YOUR TASK: For each line in the data that includes "events", make a copy.

Stored items:
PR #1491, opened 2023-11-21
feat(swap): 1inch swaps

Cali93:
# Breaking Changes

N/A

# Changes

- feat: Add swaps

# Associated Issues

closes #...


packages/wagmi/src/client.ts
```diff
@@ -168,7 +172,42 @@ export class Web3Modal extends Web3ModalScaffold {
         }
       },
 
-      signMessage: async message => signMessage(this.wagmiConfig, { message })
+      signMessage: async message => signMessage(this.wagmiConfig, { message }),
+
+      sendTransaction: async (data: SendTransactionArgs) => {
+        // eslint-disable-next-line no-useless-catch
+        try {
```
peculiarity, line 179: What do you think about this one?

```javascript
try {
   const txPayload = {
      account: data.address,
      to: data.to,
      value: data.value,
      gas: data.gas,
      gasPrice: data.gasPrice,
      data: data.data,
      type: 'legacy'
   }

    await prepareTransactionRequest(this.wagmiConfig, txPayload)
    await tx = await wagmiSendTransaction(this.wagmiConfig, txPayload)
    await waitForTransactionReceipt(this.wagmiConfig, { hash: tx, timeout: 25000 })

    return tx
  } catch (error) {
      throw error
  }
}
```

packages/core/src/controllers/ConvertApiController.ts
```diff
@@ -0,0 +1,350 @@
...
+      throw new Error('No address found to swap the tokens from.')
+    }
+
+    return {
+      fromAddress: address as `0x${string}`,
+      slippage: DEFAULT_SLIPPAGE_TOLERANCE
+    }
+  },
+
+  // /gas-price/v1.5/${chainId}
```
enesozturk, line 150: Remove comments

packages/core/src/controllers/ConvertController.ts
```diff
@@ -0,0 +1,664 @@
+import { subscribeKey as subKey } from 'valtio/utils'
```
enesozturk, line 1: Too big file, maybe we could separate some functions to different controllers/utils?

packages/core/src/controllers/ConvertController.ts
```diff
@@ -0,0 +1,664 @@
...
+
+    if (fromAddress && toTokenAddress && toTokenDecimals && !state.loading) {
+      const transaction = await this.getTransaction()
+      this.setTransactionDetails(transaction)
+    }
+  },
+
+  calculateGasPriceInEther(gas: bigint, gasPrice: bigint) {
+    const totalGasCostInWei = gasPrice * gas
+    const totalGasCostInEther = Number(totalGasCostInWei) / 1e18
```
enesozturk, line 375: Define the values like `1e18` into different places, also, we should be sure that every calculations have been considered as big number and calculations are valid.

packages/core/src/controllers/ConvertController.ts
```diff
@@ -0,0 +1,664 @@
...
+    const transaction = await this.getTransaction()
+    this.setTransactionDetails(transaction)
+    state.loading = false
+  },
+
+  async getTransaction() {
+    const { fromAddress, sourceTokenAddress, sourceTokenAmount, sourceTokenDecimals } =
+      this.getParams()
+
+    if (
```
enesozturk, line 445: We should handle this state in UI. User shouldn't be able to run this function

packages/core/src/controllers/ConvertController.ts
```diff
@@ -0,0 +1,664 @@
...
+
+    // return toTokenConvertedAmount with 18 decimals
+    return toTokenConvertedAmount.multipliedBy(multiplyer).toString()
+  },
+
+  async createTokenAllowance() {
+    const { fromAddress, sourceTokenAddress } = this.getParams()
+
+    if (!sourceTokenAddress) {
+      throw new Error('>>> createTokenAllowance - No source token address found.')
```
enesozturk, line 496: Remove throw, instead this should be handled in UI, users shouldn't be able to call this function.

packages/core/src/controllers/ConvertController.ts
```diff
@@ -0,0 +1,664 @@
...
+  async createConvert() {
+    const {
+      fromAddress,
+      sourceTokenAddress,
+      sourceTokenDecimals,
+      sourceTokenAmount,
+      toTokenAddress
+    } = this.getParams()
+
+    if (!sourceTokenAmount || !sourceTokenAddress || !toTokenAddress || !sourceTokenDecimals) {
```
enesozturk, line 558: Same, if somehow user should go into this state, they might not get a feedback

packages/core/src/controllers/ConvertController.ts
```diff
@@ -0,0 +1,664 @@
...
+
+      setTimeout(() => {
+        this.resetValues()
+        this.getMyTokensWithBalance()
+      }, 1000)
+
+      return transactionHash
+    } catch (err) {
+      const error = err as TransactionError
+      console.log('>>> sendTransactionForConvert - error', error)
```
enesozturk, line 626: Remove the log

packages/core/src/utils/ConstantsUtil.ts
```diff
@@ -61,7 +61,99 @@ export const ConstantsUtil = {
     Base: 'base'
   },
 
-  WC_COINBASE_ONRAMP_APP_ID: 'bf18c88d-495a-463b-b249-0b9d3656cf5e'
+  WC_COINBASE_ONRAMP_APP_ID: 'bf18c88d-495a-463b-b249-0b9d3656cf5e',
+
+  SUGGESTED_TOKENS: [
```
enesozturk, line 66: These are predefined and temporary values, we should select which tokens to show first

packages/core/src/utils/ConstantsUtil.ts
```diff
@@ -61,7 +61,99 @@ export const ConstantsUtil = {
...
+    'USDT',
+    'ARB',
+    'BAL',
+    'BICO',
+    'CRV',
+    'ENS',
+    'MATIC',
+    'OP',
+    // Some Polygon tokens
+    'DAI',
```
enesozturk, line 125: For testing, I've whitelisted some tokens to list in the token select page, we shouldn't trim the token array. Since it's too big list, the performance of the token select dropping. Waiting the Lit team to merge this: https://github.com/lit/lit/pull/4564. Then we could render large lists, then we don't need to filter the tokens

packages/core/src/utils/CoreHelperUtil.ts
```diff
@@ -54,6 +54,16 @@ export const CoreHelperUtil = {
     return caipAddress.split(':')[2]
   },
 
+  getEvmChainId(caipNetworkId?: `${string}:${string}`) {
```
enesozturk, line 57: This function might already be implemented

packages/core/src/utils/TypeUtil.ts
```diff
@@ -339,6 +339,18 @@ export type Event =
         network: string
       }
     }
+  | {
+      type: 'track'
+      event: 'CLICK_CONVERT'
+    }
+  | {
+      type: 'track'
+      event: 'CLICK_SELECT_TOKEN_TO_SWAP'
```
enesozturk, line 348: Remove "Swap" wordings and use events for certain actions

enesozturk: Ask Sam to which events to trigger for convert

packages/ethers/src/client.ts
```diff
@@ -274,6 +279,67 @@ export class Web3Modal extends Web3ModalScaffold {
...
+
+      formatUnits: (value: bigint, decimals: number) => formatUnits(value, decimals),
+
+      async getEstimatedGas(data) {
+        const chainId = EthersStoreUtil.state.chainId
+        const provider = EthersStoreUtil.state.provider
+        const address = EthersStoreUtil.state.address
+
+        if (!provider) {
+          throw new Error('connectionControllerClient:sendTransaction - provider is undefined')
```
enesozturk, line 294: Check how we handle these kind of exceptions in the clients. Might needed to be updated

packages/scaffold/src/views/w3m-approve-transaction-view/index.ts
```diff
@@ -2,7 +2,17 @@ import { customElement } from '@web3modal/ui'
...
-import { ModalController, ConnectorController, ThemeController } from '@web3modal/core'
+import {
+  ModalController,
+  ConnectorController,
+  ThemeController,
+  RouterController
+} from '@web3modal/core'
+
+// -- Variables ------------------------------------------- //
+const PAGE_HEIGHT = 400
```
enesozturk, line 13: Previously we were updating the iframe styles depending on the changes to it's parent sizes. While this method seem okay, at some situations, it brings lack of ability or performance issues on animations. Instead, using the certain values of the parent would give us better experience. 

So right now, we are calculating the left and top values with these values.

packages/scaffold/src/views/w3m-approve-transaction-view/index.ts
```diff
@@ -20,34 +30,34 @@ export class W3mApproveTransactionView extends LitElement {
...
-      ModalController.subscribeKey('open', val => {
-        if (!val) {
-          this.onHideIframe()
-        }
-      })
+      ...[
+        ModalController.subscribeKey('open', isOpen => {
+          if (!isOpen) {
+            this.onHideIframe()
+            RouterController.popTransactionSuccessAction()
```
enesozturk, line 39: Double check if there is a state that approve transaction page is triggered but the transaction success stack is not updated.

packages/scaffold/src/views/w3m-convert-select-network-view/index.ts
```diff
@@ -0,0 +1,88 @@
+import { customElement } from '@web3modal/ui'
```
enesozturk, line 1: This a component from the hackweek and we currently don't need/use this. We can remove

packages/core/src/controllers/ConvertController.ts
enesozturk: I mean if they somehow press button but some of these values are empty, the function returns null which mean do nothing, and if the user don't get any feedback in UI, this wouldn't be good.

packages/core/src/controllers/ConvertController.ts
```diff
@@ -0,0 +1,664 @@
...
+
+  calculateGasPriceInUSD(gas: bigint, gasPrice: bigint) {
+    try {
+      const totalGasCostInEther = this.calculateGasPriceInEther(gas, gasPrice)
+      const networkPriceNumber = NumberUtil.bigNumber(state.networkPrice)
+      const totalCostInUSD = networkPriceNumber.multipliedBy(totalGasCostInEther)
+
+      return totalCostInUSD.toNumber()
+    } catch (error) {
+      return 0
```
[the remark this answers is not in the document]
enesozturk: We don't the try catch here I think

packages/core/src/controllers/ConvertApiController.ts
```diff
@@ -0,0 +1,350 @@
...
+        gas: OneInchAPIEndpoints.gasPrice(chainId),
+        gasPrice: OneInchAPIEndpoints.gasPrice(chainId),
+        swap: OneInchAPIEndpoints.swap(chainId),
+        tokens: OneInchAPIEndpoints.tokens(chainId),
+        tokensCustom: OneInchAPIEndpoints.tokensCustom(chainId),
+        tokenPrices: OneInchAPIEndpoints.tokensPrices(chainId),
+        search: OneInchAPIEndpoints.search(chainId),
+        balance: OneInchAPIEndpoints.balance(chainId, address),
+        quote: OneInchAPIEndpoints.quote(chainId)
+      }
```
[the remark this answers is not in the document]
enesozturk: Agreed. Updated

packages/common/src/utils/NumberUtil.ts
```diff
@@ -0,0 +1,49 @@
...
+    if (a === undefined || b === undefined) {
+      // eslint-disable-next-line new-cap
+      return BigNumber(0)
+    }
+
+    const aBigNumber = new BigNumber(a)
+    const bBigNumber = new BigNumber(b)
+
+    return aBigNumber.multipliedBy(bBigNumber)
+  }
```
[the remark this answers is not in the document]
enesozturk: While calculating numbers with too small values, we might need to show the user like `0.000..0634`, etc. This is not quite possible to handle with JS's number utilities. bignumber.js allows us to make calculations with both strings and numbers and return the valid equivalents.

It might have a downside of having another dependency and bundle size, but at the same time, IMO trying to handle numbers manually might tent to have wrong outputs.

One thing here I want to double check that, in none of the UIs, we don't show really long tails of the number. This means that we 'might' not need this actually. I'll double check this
* * *
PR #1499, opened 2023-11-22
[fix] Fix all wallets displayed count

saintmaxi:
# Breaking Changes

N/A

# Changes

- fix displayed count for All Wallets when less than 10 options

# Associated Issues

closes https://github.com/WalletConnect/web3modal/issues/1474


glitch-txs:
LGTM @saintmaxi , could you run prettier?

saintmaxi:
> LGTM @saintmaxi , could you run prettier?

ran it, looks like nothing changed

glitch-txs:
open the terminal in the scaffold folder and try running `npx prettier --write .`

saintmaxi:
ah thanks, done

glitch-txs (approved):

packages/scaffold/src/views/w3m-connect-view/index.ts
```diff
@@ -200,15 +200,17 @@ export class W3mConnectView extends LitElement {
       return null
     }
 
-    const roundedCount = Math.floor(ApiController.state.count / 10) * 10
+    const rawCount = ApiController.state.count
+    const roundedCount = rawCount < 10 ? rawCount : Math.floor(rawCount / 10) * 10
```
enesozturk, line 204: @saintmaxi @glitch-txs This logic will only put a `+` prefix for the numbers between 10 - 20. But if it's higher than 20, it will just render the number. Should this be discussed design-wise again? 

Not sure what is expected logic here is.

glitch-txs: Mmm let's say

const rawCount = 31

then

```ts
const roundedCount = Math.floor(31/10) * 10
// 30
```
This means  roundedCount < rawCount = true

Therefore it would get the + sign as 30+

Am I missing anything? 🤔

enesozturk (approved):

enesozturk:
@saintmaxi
* * *
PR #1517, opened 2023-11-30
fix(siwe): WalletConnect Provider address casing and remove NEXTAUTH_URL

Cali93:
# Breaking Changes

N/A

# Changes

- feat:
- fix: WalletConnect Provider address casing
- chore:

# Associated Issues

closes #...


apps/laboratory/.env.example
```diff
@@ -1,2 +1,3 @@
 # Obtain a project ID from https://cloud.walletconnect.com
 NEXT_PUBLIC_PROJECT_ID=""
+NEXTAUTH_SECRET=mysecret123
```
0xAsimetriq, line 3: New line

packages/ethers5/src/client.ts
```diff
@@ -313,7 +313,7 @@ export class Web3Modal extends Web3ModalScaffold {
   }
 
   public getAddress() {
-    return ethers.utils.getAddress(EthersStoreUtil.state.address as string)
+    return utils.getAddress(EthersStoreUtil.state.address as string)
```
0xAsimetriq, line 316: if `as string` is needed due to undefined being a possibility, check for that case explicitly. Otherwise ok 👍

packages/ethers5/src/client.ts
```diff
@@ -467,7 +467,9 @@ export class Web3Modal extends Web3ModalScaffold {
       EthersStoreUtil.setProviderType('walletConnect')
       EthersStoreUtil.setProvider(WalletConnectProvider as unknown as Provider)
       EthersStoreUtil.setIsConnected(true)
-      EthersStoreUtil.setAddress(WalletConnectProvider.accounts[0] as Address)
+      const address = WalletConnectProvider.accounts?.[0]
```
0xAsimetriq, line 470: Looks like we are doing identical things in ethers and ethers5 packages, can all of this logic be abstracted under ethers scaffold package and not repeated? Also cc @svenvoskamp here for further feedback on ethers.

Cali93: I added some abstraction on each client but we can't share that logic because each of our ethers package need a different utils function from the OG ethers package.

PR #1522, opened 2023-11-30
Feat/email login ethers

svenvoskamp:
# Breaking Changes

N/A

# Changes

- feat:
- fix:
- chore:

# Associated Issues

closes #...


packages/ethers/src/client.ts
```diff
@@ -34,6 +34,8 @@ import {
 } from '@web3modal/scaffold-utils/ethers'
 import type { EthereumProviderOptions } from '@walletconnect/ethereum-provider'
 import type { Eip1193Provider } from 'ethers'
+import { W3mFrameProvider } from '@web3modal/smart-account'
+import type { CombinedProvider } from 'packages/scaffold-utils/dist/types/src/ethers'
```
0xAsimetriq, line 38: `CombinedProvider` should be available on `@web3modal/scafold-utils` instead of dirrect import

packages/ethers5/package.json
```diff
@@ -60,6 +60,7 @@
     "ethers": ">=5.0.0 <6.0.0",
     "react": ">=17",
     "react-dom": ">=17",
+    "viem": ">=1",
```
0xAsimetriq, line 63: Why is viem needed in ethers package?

YOUR RESPONSE:
enesozturk, line 348: Remove "Swap" wordings and use events for certain actions
enesozturk: Ask Sam to which events to trigger for convert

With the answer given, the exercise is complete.